» **Data for analysis**
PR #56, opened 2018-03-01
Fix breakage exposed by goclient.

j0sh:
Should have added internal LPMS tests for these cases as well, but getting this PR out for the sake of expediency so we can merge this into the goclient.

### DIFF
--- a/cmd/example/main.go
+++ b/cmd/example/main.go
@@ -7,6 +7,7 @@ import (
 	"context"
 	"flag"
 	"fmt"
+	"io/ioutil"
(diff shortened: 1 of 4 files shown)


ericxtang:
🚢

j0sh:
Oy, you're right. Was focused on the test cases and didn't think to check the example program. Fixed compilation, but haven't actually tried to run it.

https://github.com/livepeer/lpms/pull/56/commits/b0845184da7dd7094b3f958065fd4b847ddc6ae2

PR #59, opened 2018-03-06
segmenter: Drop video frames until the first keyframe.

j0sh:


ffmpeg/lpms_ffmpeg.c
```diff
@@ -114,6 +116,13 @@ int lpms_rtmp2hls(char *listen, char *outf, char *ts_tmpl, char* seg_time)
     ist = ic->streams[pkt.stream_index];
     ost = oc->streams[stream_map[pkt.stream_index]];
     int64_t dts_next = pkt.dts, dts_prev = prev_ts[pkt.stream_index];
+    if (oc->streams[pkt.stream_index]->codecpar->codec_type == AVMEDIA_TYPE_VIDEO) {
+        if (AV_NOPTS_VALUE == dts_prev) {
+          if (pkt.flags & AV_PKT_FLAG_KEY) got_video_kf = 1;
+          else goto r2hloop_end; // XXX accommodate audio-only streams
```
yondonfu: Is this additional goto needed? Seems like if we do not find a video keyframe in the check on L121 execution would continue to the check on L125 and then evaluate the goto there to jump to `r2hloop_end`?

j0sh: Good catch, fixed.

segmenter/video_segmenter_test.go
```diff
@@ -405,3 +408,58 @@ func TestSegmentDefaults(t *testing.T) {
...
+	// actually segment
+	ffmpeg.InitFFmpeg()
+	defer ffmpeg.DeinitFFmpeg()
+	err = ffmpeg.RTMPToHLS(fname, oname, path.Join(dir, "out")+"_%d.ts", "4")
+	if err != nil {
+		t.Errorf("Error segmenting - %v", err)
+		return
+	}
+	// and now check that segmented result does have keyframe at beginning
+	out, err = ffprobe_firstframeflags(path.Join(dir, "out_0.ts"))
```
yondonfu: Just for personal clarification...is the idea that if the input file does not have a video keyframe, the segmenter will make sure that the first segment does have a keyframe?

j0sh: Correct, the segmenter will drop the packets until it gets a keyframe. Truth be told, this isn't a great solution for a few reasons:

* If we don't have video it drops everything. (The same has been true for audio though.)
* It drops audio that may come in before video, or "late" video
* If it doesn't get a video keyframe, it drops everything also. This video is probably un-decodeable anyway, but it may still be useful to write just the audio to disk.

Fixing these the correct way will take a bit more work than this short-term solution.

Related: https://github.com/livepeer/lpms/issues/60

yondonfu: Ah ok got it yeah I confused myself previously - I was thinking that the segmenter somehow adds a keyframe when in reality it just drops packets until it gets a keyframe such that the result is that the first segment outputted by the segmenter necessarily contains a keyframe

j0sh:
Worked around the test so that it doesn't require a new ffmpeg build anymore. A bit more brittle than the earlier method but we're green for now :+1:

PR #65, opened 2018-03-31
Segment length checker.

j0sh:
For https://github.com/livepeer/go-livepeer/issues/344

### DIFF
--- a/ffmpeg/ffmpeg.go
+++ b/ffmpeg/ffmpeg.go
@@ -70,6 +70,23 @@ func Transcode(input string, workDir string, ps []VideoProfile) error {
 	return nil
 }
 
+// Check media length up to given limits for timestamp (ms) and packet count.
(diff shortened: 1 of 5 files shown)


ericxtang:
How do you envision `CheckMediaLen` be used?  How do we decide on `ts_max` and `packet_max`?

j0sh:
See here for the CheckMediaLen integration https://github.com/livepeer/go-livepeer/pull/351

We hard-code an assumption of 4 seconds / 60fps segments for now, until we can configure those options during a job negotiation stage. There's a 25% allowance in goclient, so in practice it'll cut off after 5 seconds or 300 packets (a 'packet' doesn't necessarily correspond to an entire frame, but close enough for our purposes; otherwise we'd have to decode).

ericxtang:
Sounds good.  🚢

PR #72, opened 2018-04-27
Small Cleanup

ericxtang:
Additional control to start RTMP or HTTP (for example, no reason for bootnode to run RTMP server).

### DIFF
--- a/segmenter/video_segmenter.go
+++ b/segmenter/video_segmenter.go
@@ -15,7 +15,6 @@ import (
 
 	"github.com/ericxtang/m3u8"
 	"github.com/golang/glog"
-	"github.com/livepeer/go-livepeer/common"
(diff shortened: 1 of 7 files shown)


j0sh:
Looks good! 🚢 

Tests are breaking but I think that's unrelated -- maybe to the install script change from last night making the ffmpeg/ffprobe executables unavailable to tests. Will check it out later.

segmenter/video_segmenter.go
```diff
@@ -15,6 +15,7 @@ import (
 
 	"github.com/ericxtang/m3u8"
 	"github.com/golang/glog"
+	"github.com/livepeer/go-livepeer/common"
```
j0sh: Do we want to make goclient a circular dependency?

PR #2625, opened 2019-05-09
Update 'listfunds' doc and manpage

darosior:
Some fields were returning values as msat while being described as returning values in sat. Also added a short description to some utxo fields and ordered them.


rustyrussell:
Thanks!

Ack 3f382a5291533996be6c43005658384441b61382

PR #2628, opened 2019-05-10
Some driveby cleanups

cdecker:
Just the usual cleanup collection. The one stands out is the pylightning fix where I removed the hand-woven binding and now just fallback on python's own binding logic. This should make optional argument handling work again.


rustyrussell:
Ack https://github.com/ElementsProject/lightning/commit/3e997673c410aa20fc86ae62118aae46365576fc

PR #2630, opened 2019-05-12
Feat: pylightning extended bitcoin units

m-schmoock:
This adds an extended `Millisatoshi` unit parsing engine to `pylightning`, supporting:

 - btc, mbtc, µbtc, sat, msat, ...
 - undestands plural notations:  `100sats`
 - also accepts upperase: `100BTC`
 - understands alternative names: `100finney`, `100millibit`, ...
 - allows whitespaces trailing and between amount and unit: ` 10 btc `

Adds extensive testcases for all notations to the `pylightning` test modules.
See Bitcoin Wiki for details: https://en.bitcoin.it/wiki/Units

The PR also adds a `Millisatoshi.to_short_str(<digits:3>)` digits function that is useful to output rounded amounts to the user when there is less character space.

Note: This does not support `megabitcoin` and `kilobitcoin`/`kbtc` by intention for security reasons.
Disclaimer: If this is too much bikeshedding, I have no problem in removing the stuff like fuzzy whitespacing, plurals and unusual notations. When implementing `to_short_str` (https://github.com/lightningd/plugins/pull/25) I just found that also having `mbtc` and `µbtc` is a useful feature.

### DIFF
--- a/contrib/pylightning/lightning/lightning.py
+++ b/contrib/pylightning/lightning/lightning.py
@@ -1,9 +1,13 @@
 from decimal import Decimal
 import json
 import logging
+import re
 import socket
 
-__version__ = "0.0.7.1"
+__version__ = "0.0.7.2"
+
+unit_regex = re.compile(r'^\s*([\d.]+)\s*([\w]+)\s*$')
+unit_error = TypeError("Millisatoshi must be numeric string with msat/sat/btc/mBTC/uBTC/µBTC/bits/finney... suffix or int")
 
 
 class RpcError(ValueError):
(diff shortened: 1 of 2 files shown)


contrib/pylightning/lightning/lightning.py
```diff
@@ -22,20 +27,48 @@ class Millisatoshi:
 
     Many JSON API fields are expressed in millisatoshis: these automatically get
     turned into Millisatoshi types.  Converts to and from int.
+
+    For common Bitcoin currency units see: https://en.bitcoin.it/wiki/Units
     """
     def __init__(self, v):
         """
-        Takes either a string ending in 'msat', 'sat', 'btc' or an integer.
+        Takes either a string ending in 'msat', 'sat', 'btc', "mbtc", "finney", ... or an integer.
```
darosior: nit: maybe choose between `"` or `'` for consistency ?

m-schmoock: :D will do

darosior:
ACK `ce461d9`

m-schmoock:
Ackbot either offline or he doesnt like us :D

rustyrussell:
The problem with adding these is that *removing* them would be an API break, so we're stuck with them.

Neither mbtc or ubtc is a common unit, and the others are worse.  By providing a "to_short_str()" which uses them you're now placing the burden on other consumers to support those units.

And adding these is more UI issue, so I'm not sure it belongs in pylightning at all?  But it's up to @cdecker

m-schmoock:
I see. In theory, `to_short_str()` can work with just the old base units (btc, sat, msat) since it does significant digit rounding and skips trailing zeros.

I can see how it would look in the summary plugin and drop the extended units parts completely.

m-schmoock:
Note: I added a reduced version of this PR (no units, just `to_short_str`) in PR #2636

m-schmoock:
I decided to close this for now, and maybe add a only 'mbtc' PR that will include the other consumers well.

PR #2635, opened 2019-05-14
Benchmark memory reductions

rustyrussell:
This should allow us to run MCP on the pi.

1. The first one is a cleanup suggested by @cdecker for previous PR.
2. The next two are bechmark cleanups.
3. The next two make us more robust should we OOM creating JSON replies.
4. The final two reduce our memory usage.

==

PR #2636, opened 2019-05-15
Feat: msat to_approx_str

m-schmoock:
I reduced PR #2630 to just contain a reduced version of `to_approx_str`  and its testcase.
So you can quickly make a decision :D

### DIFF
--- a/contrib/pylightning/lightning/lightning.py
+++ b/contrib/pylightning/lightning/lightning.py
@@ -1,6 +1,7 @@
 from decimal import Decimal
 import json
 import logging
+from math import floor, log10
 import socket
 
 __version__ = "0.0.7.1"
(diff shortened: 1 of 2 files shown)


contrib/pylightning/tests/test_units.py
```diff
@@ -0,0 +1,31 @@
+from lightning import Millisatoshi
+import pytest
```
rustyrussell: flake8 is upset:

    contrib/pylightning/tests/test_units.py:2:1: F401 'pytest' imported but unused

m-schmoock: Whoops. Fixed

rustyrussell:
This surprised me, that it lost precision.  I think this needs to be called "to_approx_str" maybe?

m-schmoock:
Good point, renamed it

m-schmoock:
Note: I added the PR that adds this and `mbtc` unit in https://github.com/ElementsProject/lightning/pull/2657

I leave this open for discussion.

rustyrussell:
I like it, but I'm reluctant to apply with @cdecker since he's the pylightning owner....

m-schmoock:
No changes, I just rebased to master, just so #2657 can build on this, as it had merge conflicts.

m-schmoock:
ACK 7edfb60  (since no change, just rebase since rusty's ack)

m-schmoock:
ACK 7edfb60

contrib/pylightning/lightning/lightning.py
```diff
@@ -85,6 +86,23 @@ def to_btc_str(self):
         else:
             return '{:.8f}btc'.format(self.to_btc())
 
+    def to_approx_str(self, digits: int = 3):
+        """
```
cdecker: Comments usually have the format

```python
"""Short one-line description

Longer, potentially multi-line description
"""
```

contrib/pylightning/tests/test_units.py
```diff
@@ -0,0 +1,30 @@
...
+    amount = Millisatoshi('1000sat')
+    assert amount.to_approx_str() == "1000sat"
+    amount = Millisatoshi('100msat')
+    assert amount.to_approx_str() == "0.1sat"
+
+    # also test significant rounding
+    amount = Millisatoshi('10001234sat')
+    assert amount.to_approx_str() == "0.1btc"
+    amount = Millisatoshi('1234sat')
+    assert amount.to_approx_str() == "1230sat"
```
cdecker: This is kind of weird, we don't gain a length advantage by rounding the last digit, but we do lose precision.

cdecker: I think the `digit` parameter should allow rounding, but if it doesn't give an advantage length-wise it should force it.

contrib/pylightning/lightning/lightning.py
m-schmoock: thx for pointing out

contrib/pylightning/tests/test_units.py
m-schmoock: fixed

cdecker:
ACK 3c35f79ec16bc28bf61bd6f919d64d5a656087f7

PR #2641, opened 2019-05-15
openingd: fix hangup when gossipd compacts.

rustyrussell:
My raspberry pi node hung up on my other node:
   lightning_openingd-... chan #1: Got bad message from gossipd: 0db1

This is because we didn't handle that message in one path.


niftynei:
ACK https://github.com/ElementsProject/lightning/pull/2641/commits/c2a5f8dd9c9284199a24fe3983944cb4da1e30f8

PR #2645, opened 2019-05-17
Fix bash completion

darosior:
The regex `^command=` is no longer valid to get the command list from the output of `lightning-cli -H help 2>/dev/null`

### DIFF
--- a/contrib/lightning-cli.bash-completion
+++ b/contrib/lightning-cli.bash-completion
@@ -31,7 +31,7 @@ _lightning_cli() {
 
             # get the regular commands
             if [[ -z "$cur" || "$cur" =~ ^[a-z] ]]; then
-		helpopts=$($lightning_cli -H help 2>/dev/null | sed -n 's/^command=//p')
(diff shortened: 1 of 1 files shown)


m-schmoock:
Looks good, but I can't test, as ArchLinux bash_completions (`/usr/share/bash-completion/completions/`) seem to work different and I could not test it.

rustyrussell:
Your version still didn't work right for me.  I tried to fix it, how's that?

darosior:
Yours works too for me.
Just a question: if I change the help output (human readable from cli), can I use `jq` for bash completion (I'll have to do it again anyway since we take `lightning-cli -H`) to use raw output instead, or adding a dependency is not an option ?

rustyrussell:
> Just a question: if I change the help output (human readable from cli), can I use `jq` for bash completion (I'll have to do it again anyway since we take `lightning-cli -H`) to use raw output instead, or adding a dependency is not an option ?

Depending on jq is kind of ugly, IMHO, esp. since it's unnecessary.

» **What you will do**
Please state how many lines in the preceding material contain the word "shown", with no other output.

» **Solution**
6